◆ **EXERCISE INSTRUCTIONS**
From the entries that follow, copy each line containing the word "goal".

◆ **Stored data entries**
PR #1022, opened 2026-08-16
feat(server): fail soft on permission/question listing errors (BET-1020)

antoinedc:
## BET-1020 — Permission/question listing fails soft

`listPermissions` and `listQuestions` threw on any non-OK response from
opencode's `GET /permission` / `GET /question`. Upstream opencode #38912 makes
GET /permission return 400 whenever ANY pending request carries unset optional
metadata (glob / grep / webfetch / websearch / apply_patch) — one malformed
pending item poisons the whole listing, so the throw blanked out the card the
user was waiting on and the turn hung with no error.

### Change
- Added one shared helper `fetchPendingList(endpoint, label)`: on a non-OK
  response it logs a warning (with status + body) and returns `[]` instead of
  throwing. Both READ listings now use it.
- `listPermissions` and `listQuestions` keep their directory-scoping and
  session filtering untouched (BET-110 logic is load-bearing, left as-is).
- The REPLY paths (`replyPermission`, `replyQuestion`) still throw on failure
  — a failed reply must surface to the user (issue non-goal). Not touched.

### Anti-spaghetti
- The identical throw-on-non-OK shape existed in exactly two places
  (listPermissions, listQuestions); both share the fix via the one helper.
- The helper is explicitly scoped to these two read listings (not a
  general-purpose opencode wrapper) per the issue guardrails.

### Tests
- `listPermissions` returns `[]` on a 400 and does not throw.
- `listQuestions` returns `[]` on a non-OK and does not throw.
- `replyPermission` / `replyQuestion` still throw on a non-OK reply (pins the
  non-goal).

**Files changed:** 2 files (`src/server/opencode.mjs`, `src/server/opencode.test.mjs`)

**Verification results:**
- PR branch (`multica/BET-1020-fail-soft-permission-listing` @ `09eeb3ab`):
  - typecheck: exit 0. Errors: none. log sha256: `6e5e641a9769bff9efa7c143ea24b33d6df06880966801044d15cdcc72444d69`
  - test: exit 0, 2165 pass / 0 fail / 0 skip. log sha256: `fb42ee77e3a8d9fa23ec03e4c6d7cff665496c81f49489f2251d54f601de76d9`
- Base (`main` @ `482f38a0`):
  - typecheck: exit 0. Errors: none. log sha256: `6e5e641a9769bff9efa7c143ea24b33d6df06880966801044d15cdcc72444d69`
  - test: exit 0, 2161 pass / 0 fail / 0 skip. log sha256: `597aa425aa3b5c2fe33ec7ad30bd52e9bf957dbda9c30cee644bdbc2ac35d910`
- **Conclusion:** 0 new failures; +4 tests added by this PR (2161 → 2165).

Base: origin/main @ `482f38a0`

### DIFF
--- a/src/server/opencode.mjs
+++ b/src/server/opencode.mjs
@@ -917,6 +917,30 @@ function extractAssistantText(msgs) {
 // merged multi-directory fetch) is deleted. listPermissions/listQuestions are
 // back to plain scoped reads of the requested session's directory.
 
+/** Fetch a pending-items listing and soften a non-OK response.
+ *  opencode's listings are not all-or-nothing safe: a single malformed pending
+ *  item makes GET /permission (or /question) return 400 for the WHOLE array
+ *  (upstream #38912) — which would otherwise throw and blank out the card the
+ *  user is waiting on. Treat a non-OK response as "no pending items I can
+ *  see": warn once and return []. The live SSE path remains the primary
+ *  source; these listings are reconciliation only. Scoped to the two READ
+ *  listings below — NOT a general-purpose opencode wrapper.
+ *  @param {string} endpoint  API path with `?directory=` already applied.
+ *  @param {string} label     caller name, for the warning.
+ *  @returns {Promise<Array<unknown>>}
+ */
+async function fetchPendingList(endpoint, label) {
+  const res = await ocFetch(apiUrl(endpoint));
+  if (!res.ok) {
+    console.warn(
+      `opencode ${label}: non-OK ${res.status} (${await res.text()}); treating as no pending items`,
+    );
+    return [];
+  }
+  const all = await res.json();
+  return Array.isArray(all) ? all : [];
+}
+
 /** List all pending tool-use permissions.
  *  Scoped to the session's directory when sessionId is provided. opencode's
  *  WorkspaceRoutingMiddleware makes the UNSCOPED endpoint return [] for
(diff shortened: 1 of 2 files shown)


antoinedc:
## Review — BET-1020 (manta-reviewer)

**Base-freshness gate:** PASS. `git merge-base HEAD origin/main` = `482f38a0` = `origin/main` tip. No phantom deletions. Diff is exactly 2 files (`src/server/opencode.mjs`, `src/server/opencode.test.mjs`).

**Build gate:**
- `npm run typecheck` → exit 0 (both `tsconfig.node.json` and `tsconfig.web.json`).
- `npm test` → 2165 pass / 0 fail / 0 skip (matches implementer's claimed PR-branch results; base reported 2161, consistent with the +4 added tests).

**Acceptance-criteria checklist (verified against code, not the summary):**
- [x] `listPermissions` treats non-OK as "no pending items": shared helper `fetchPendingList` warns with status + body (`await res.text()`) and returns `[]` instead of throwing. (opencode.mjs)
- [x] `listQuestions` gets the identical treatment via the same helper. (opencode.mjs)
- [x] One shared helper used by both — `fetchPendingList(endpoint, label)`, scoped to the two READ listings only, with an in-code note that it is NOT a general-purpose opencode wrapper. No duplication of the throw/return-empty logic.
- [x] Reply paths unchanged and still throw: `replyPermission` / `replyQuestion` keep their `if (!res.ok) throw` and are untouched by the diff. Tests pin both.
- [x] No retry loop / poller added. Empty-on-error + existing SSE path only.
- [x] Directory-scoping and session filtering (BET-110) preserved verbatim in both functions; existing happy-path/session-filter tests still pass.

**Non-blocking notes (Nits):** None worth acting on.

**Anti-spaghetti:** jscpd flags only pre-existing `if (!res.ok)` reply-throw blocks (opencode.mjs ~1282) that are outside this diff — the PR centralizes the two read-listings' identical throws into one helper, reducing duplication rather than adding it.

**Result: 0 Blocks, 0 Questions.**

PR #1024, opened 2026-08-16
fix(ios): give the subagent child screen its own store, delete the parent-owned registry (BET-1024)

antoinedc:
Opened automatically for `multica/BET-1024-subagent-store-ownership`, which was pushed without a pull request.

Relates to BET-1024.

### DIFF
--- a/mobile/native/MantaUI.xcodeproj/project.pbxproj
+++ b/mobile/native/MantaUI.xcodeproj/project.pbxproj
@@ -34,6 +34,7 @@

◆ **ANSWER TO THIS PROBLEM**
  — a failed reply must surface to the user (issue non-goal). Not touched.
  non-goal).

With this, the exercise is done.